(Collection entries)
-.-.-

PR #1940, opened 2019-06-10
Modify status

vearne:
I want to develop a timeout middleware, but I' found only can do it by fix context.Status()


thinkerou:
please see #1606 thanks!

-.-.-

Exercise objective
The answer is the line with "Modify status" plus every line after it to the last line of the entries above, copied exactly and with no other lines.

Reply to the exercise
Modify status

vearne:
I want to develop a timeout middleware, but I' found only can do it by fix context.Status()


thinkerou:
please see #1606 thanks!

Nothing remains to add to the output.